# Which Dryer to choose



## Gableshavs (Jun 19, 2007)

I am now succumbing to MHS and now must purchase a better dryer. My own blowdrier takes over an hour to dry Mari and Blossom. I need your opinion. Which one to choose. I was sent information on the Kool Dry Drier by Chris Christensen which looks interesting, but it's $350.00, is that considered expensive? I want something that's quiet and dries the pups fast also allowing my hands to be free. Thanks for your help.
Paula Perlmutter


----------



## ama0722 (Nov 28, 2006)

I have the k9ii and i love it. It gets my pets dry in about 15-20 mins and it isn't hot. You do have to figure out how to use it on a long coat as if you are too close, you will make the hair tangled pretty fast. It does take them awhile to get used too as there is a lot of force. Do you have someone near you that you can test it out. I went to my friend's house and fell in love with this dryer and had to treat myself 

P.S. Just to add, some really don't like the high velocity dryers so I highly suggest you try one cause it is quite a bit to waste if you don't like it!


----------



## CacheHavs (Aug 2, 2007)

Hi Paula,
I have the original Kool Dry that is not made by Chris Christensen and that one runs about $25 less, anyway I absolutely love mine. I like the fact that it is a variable speed, it has a dial on it that you turn it up or down to your desired speed. I also think this is a great way for new people to learn how to use a force dryer without matting the dog. you can start out a little slower and work your way up to the full speed. Like Amanda said if you choose to go with one of the other dryers be careful and see if you can try someone elses as most dryers are either a 1 or 2 speed and no in between and therefore some dogs just don't like it which in turn you won't either.
To me the cost is minimal with the time you save. I can do one of my full coated show havs in about 45min from bath to finish drying.
Good luck with your dryer search


----------



## DAJsMom (Oct 27, 2006)

I just borrowed a B-Air Bear Power dryer that a friend ordered from Ryan's Pets. It costs $100 and it worked great! I liked it a lot better than my blowdryer for the dogs. It was definitely much faster and better at drying. I think they were easier to comb last night also! I can't compare it to the more expensive dryers as I have never tried them, but it seemed sturdy, not too loud, and it worked great.


----------



## Gableshavs (Jun 19, 2007)

Thank you for your recommendations. Are all your dogs in long coats? I want something where I can put my dogs who are in show coat and my puppy on a grooming table and have my hands free. Do dryers like that exist?


----------



## mckennasedona (Feb 20, 2007)

I just got the Metro Air Force Flex Dri. It clamps onto the grooming table and it is hands free. The dryer is on a flexible hose and is attached to a clamp. It comes with an attachment so that I can narrow the air flow to a certain part of the dog. 

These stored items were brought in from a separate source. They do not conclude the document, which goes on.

PR #44, opened 2015-02-24
Late bootstrap legacy code.

discordier:
Sister PR of contao/contao#55


discordier:
@Toflar I am currently writing the unit tests.
Just to let you know so you won't start doing the same.

Toflar:
:+1:

discordier:
Ok, the crucial parts are done.
The base includes have been moved to core-bundle now and are properly unit tested.

I had to blow up the bootstrap for unit tests with several more classes and change the bootstrap include itself to only load classes if not defined yet as otherwise the thing would simply be impossible to test at all.

@leofeyer, @aschempp, @Toflar please review.

src/EventListener/BootstrapLegacyListener.php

Pros: Not expensive ($58.00), easy to clamp to the grooming table, good amount of air flow, flexible so that I can move the dryer more than I have to move the dog. Small enough to put in a closet or drawer when not in use

Cons: Noisy, air flow not adjustable

All in all, I like it. When it first arrived I clamped it onto the grooming table and turned it on and left if on for a few minutes. It helped the girls get used to the noise. I moved it around and worked with it awhile so that they could see me doing it. That way, when I used it on McKenna today she wasn't frightened of it. She didn't love it by any means but she wasn't terrified by it. It cut her drying time in half. Since I cannot justify buying a several hundred dollar stand dryer and since I have nowhere to store one anyway, this fits the bill.


----------



## Leslie (Feb 28, 2007)

Thanks for the review, Susan. I've decided I need something better than my own dryer to use on Tori. But, like you, I cannot justify a high cost and I'm also limited on storage space. I'll definitely look into this one.


----------



## ama0722 (Nov 28, 2006)

For show drying, I really have to use my hand dryer. Does anyone have a dryer stand they recommend?

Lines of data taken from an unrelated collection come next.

PR #45, opened 2015-02-25
Simple security

aschempp:
See https://github.com/contao/contao/issues/44


leofeyer:
Is it correct that the debug bar says "authenticated" although we are anonymous?

aschempp:
yes that's correct, we've discussed that. Compare it to a building access control. Either you have a badge with your name, or you get a badge with "visitor". The access control always "authenticates" you. Your badge just does not have permission to open any doors.

leofeyer:
Makes sense. Does Symfony follow this logic?

aschempp:
Not sure what you mean with *follow this logic*. For regular bundles its a bit different because they do not prepend a configuration. They merely parse your `app/config/config.yml` configuration to set up the container (e.g. create services for stuff you configured).

leofeyer:
What does the Symfony debug console show if you are not authenticated? Does it also show "authenticated" and "anon."?

aschempp:
Well it obviously depends :D

1. If the Security Bundle is not loaded (in AppKernel), there is no information about users
2. If there is no firewall for your current route, you are not authenticated
3. If there is a firewall but you are not logged in, it shows "authenticated" and "anon."

Case 3 exactly applies to us, so we are following Symfony "standards" here.

leofeyer:
Ok, so obviously your answer to my initial question is "yes", which is good :)

PR #46, opened 2015-02-25
Always enable twig bundle, but only load config if bundle is available

aschempp:


discordier:
How come the service kernel.bundles get's retrieved in here but is not available?
Didn't you say in Ahrweiler that it is present?

aschempp:
Not sure what you mean. `kernel.bundles` is an array with key="bundle name" and value="bundle class". I explained that the bundle instances are not available.

aschempp:
If you are referring to the unit tests: I don't know. They are set in the kernel:
https://github.com/symfony/symfony/blob/2.7/src/Symfony/Component/HttpKernel/Kernel.php#L579

leofeyer:
Do we really need to wrap all the calls in `if` conditions? We are loading the bundles in the `autoload.json` file, so we can safely assume that the bundles are available, can't we?

aschempp:
It's similar to what Symfony does: https://github.com/symfony/symfony/blob/2.7/src/Symfony/Bundle/FrameworkBundle/DependencyInjection/FrameworkExtension.php#L77

The `autoload.json` does not make sure the bundles are loaded, it just loads them if they are there.

leofeyer:
> The `autoload.json` does not make sure the bundles are loaded

That's true, but Composer ensures that the bundles are there, so they are always loaded :)

aschempp:
I still think its good practice, otherwise the container building will fail, and even our custom error messages wont be rendered.

leofeyer:
Can you please update/rebase this PR so it handles the `security.yml` file? Then I should be able to merge it.

aschempp:
Done, including some fixes.

leofeyer:
How about renaming `prependBundleConfig()` to `prependConfigIfLoaded()`?

aschempp:
hmm, then it should be `prependConfigIfBundleIsLoaded`? :D
Because it's about the given bundle…

leofeyer:
Not quite, because the first argument would be the bundle name:

```php
$this->prependConfigIfLoaded('DoctrineBundle', 'doctrine.yml', $container);
```

But we might as well use `prepareBundleConfig()`.

Toflar:
To me it looks good as it is now. The method is well documented saying "if loaded" and honestly, `prependConfigIfLoaded` looks a bit awkward :D

leofeyer:
Another thing: We are now always loading the web profiler, aren't we? Previously we only loaded it in the `dev` and `test` environments (whereby `test` does not make sense at all).

aschempp:
No, we're only loading it if the bundle is there. And the bundle is only there in `dev`/`test` according to autoload.json.

leofeyer:
I see (now).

I saw this one from the tv ads... anyone else have it?
Amazon.com: Forever Free Hair Dryer Stand: Health & Personal Care


----------



## Tom King (Aug 2, 2006)

We used the Oster for a number of years but broke down and got one of these. It saves a LOT of time but they don't give them to you. See pictures of puppies being dried by it in the Gallery. Heat is infinately adjustable and so it the amount of air.

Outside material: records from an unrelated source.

PR #50, opened 2015-02-27
Routing fixes

aschempp:
Fixes:
- backend access attempt when not logged in
- preview bar

### DIFF
--- a/contao/classes/BackendUser.php
+++ b/contao/classes/BackendUser.php
@@ -226,30 +226,31 @@ class BackendUser extends \User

http://www.petedge.com/Edemco-6-Leg...tegoryId=190&categoryId=191&subCategoryId=263


----------



## mellowbo (Aug 12, 2007)

LMAO, I was going to tell you to get the Whirlpool front loading......
Carole


----------



## JASHavanese (Apr 24, 2007)

Gableshavs said:


> I am now succumbing to MHS and now must purchase a better dryer. My own blowdrier takes over an hour to dry Mari and Blossom. I need your opinion. Which one to choose. I was sent information on the Kool Dry Drier by Chris Christensen which looks interesting, but it's $350.00, is that considered expensive? I want something that's quiet and dries the pups fast also allowing my hands to be free. Thanks for your help.
> Paula Perlmutter


I don't know how quiet you can get them. I have a master blaster or something like that.....too lazy to look it up and that thing is LOUD and can knock pictures off the wall. I put it outside of the room and close the door to keep the roar down. It's pretty powerful and I have to take the nozzle off to do the havs with it. I leave the nozzle on for the standard poodle.....or blowing the leaves out of the yard.


----------



## good buddy (Feb 20, 2007)

JASHavanese said:


> I leave the nozzle on for the standard poodle.....or blowing the leaves out of the yard.


ound: ound:


----------



## SmittenHavaneseMommy (Feb 18, 2008)

Okay------ So it's taken me a min, b/c I was thinking *dryer* as in washer and dryer for your clothes. HAHAA I was all prepared to show a pic of ours and rave on the amazing job it does, but then thought it might look weird--- as if to say throw your hav in and watch the wet mess transform into a fluffy ball  oh brother, I need a nap already!ound:


----------



## EMarie (Apr 11, 2007)

I have used my Oster stand dryer for about 4 years now and I love it. I have the K9-II for a force dryer, but for my coated havanese it does not work. It just knots up her hair. I learned about the Chris Christensen Cool Dryer at the last show I was at. I am getting that one next go around, that will be a while, both of my dyers ar newer. The deal with that dryer is that it never gets hot, uses less volts than your hair dryer and it comes with a one year warrantee, then at anytime in its life for like 165 you can send it back and they completely replace the moter and housing and renew your warrentee. So it is the last dryer you will need. The best thing for me, because you can change the intensity of the air flow, I can use it as a stand dryer for the Hav's or a force dryer for the Elkhound. It is two dryers in one!! But they are worth every penny you spend on a dryer!!!


----------